PR #5714, opened 2026-09-10
fix: use bunx instead of npx to read Playwright versions under Bun

### LINKED ISSUE #5713: codecept info reports "Playwright not installed" under Bun because it shells out to `npx`
### What are you trying to achieve?

Run `codecept info` (or the machine-info block printed by `run --verbose`) under [Bun](https://bun.sh) and get the installed Playwright browser versions reported.

### What do you get instead?

`playwrightBrowsers: "Playwright not installed"` on an install where Playwright and its browsers are present and working.

`getPlaywrightBrowsers()` in `lib/command/info.js` hardcodes the Node package runner:

```js
const info = execSync('npx playwright install --dry-run').toString().trim()
```

A Bun-only environment has no `npx` on `PATH`, so `execSync` throws and the `catch` reports `Playwright not installed`. That is a false negative rather than a visible error, which makes it look like a genuine misconfiguration.

### Details

Reproduce with Bun installed and Node/npm absent from `PATH`:

```
$ PATH=/path/to/bun/bin:/usr/bin:/bin bun ./bin/codecept.js info <dir>
  bunInfo:  1.4.2
  playwrightBrowsers:  "Playwright not installed"
```

Expected:

```
```

The workaround currently needed is symlinking `npx` to `bun` in the image, which is fragile and shouldn't be required just to read a version string.

### Proposed fix

Pick the package runner from the runtime that is actually executing rather than from whatever `PATH` happens to hold — `bunx` under Bun, `npx` otherwise — detected via `process.versions.bun`. This is the same detection already used for `getRuntimeInfo()` in #5700. `bunx playwright install --dry-run` resolves the local `node_modules/.bin/playwright` and produces output identical to the `npx` form, so `parsePlaywrightBrowsers()` is unaffected and Node behaviour is unchanged.

This is the only place CodeceptJS actually shells out to `npx`; every other occurrence under `lib/` is documentation text.

mirao:
Closes #5713

### Problem

`getPlaywrightBrowsers()` in `lib/command/info.js` hardcoded the Node package runner:

```js
const info = execSync('npx playwright install --dry-run').toString().trim()
```

A Bun-only environment has no `npx` on `PATH`, so `execSync` throws and the `catch` reports `Playwright not installed` on an install where Playwright and its browsers are present. It is a false negative rather than a visible error, so it reads as a genuine misconfiguration.

### Fix

Pick the package runner from the runtime that is actually executing rather than from whatever `PATH` holds, via `process.versions.bun` — the same detection already used by `getRuntimeInfo()` in #5700.

```js
function getPackageRunner() {
  if (process.versions.bun) return 'bunx'
  return 'npx'
}
```

`bunx playwright install --dry-run` resolves the local `node_modules/.bin/playwright` and emits output identical to the `npx` form, so `parsePlaywrightBrowsers()` needs no change and Node behaviour is unchanged.

This is the only place CodeceptJS actually shells out to `npx`; every other occurrence under `lib/` is documentation text. It removes the need to symlink `npx` to `bun` in Bun images.

### Verification

`codecept info` with `npx` absent from `PATH` entirely, before and after:

```
# before
$ PATH=/path/to/bun/bin:/usr/bin:/bin bun ./bin/codecept.js info <dir>
  bunInfo:  1.4.2
  playwrightBrowsers:  "Playwright not installed"

# after
  bunInfo:  1.4.2
```

Node is byte-identical to before the change:

```
  nodeInfo:  24.18.0
```

Unit tests cover both branches of the detection; `test/unit/command/*.js` passes.

### DIFF
--- a/lib/command/info.js
+++ b/lib/command/info.js
@@ -21,9 +21,16 @@ function parsePlaywrightBrowsers(output) {
   return versions.join(', ')
 }
 
+// Bun has its own package runner and a Bun-only install has no `npx` on PATH at all, so the
+// runner has to follow the runtime that is actually executing rather than what PATH happens to hold.
+function getPackageRunner() {
+  if (process.versions.bun) return 'bunx'
+  return 'npx'
+}
+
 async function getPlaywrightBrowsers() {
   try {
-    const info = execSync('npx playwright install --dry-run').toString().trim()
+    const info = execSync(`${getPackageRunner()} playwright install --dry-run`).toString().trim()
     return parsePlaywrightBrowsers(info)
   } catch (err) {
     return 'Playwright not installed'
@@ -85,7 +92,7 @@ export default async function (path) {
   output.print('***************************************')
 }
 
-export { parsePlaywrightBrowsers, getRuntimeInfo }
+export { parsePlaywrightBrowsers, getRuntimeInfo, getPackageRunner }
 
 export const getMachineInfo = async () => {
   const info = {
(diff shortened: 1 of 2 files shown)


DavertMik:
Thanks! Let's have more bun!

PR #1064, opened 2015-04-07
Remove cast that no longer works with DMD master

schuetzm:
Compare this corresponding fix in Phobos:
https://github.com/D-Programming-Language/phobos/pull/3143


schuetzm:
(Crossing fingers that it will still work with older DMDs...)

PR #1066, opened 2015-04-10
fix usage of fqn name with selective imports

MartinNowak:


s-ludwig:
Nice to see progress on those issues!

PR #1067, opened 2015-04-13
vibe.web.i18n: Fix bug (Range violation) in wrapText

AndreyMZ:
The bug prevented extraction of strings with escape sequence, e.g. "\n".


s-ludwig:
Thanks! LGTM, just waiting for Travis to finish.

PR #1068, opened 2015-04-14
Added REPORT method for webDAV

gedaiu:
Some webDav extensions use the REPORT method to get information about
the existing resources


s-ludwig:
I'll also add all of those mentioned in https://www.ietf.org/rfc/rfc3253.txt when I get the chance.

gedaiu:
thanks!

PR #1069, opened 2015-04-14
Add version Have_vibe_d

etcimon:
I must have removed it during a previous pull


Geod24:
dub add these automatically.
Though it strips special chars (I guess it strips the dash then): https://github.com/D-Programming-Language/dub/search?utf8=%E2%9C%93&q=Have_

PR #1071, opened 2015-04-15
More compatibility fixes for changes in DMD & Phobos

schuetzm:
Adding a missing `package` protection that erroneously wasn't checked before (https://github.com/D-Programming-Language/dmd/pull/4558).

Also, https://github.com/D-Programming-Language/phobos/pull/3172 introduced a regression in `indexOf` that requires explicit slicing to work around.

### DIFF
--- a/source/vibe/core/core.d
+++ b/source/vibe/core/core.d
@@ -201,7 +201,7 @@ private Task runTask_internal(ref TaskFuncInfo tfi)
 
 	f.m_taskFunc = tfi;
 
-	atomicOp!"+="(f.m_taskCounter, 1);
+	f.bumpTaskCounter();
 	auto handle = f.task();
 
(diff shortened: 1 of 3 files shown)


s-ludwig:
Where is the place for which `package` is needed? I couldn't find any reference to it outside of task.d.

schuetzm:
```
source/vibe/core/core.d(204): Error: class vibe.core.task.TaskFiber member m_taskCounter is not accessible from module core
```

s-ludwig:
Oh okay, missed that. Then let's fix that by adding a `CoreTask.bumpTaskCounter()` method instead. That's cleaner and `package` class members also somehow seem like a strange thing.

schuetzm:
Done.

s-ludwig:
Thanks!

PR #1076, opened 2015-04-25
urlEncode() should only copy if necessary

schuetzm:


s-ludwig:
Could `allOf` make use of a sorted input array of characters and use a binary search (i.e. using `assumeSorted`)? Otherwise I'd use a `switch` range statement or an AA instead for efficiency reasons. Also for efficiency, using `str.representation.allOf` is preferred to avoid unnecessary UTF decoding.

schuetzm:
I changed it to a switch statement. Both DMD and LDC compile it into a lookup table.

s-ludwig:
Thanks, that should work.

PR #1078, opened 2015-04-26
Fix isOpApplyDg to accept non-ref args.

s-ludwig:
@Geod24 Just a quick verification, if there is anything subtle that would preclude non-ref args.

### DIFF
--- a/source/vibe/internal/meta/traits.d
+++ b/source/vibe/internal/meta/traits.d
@@ -360,13 +360,20 @@ template isOpApplyDg(DG, TKEY, TVALUE) {
 		private alias STC = ParameterStorageClass;
 		// Just a value
 		static if (PTT.length == 1) {
-			enum isOpApplyDg = (is(PTT[0] == TVALUE) && PSCT[0] == STC.ref_);
+			enum isOpApplyDg = (is(PTT[0] == TVALUE));
 		} else static if (PTT.length == 2) {
-			enum isOpApplyDg = (is(PTT[0] == TKEY) && PSCT[0] == STC.ref_)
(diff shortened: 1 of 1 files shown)


Geod24:
The specs (kinda) says they are ref http://dlang.org/statement.html#ForeachStatement , but from experience, non-ref is just fine. Actually, if you look at the specs, they are even more permissive with templated opApply.
Did that triggers any bug ?

source/vibe/internal/meta/traits.d
```diff
@@ -360,13 +360,20 @@ template isOpApplyDg(DG, TKEY, TVALUE) {
...
 		enum isOpApplyDg = false;
 	}
 }
+
+unittest {
+	static assert(isOpApplyDg!(int delegate(int, string), int, string));
+	static assert(isOpApplyDg!(int delegate(ref int, ref string), int, string));
+	static assert(isOpApplyDg!(int delegate(int, ref string), int, string));
+	static assert(isOpApplyDg!(int delegate(ref int, string), int, string));
+}
```
Geod24: Missing newline.

s-ludwig:
Yeah, it used to be the case that `ref` was required and the examples are probably just still from that time. I'll try to find out when this was changed.

The problem is that usually the compiler allows to use non-ref variables in the `foreach` statement, even if `opApply` only takes `ref` arguments. However, when a template type is used for the delegate, it tries to match a delegate without `ref`, so that the `isOpApplyDg` failed. I need to dig up the actual example I had, though, since the unit tests do seem to pass...

BTW, I just noticed now that the unit test changes in rest.d fail for 2.065. I'll fix that and rebase.

PR #1083, opened 2015-04-29
strip() DigestAuth directives and make them case-insensitive.

aka-demik:
The current implementation of Digest authentication does not work in FireFox. He uses comma+space as a directives delimiter.
Plus added toLower () as in [RFC 2617] (https://tools.ietf.org/html/rfc2617) said:
> The realm directive (**case-insensitive**) is required for all authentication schemes that issue a challenge. The realm value (case-sensitive), in combination with the canonical...


s-ludwig:
Thanks! I'll also change the `if`-list to a single `switch` statement.

PR #2338, opened 2019-07-21
Fix deprecation warnings in vibe.data.json

ghost91-:


ghost91-:
This can probably not be merged at the moment because it breaks building with DMD < 2.082.0, the version where the new identifiers have been added and the old ones have been deprecated.

As soon as we can drop support for DMD < 2.082.0, this should be merged.

wilzbach:
Why not use static if and alias the old declarations to the new ones?

ghost91-:
@wilzbach Do you mean something like this:
```d
static if(__VERSION__ >= 2082)
{
	import std.json : JSONValue, JSONType;
}
else
{
	import std.json : JSONValue, JSON_TYPE;

	enum JSONType : byte
	{
		null_ = JSON_TYPE.NULL,
		string = JSON_TYPE.STRING,
		integer = JSON_TYPE.INTEGER,
		uinteger = JSON_TYPE.UINTEGER,
		float_ = JSON_TYPE.FLOAT,
		array = JSON_TYPE.ARRAY,
		object = JSON_TYPE.OBJECT,
		true_ = JSON_TYPE.TRUE,
		false_ = JSON_TYPE.FALSE,
	}
}
```
?

This would actually be OK for the current use case (there is only a final switch statement using `JSONType`), but it would not work if there any Phobos (or other library) functions are called which return a `JSON_TYPE` or expect it as a parameter.

The problem is that you cannot inject new aliases into the existing `enum`. Another solution would be to define our own `alias`es and only use those. Something along the lines of this:
```d
static if(__VERSION__ >= 2082)
{
	import std.json : JSONValue, JSONType;
	alias jsonTypeNull = JSONType.null_;
	/* ... */
}
else
{
	import std.json : JSONValue, JSONType = JSON_TYPE;
	alias jsonTypeNull = JSONType.NULL;
	/* ... */
}
/* ... */
void foo(JSONType type)
{
	final switch(type)
	{
		case jsonTypeNull: /* ... */
	}
}
```
However, this would be quite a lot of additional code and effort with only small benefit... What do you think about this?

wilzbach:
> @wilzbach Do you mean something like this:

Yup. :+1: 

> but it would not work if there any Phobos (or other library) functions are called which return a JSON_TYPE or expect it as a parameter.

It's only used once here to provide compatibility between std.json and vibe.data.json, so I think we should be fine here.

ghost91-:
force pushed to retrigger CI (one of the jobs failed because of a dub registry 503, all other jobs were successful).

· · · · ·

### Directions for this task
Quote exactly the first line of the data and every line after it through the one holding "### Problem".

### Solution to the problem
PR #5714, opened 2026-09-10
fix: use bunx instead of npx to read Playwright versions under Bun

### LINKED ISSUE #5713: codecept info reports "Playwright not installed" under Bun because it shells out to `npx`
### What are you trying to achieve?

Run `codecept info` (or the machine-info block printed by `run --verbose`) under [Bun](https://bun.sh) and get the installed Playwright browser versions reported.

### What do you get instead?

`playwrightBrowsers: "Playwright not installed"` on an install where Playwright and its browsers are present and working.

`getPlaywrightBrowsers()` in `lib/command/info.js` hardcodes the Node package runner:

```js
const info = execSync('npx playwright install --dry-run').toString().trim()
```

A Bun-only environment has no `npx` on `PATH`, so `execSync` throws and the `catch` reports `Playwright not installed`. That is a false negative rather than a visible error, which makes it look like a genuine misconfiguration.

### Details

Reproduce with Bun installed and Node/npm absent from `PATH`:

```
$ PATH=/path/to/bun/bin:/usr/bin:/bin bun ./bin/codecept.js info <dir>
  bunInfo:  1.4.2
  playwrightBrowsers:  "Playwright not installed"
```

Expected:

```
```

The workaround currently needed is symlinking `npx` to `bun` in the image, which is fragile and shouldn't be required just to read a version string.

### Proposed fix

Pick the package runner from the runtime that is actually executing rather than from whatever `PATH` happens to hold — `bunx` under Bun, `npx` otherwise — detected via `process.versions.bun`. This is the same detection already used for `getRuntimeInfo()` in #5700. `bunx playwright install --dry-run` resolves the local `node_modules/.bin/playwright` and produces output identical to the `npx` form, so `parsePlaywrightBrowsers()` is unaffected and Node behaviour is unchanged.

This is the only place CodeceptJS actually shells out to `npx`; every other occurrence under `lib/` is documentation text.

mirao:
Closes #5713

### Problem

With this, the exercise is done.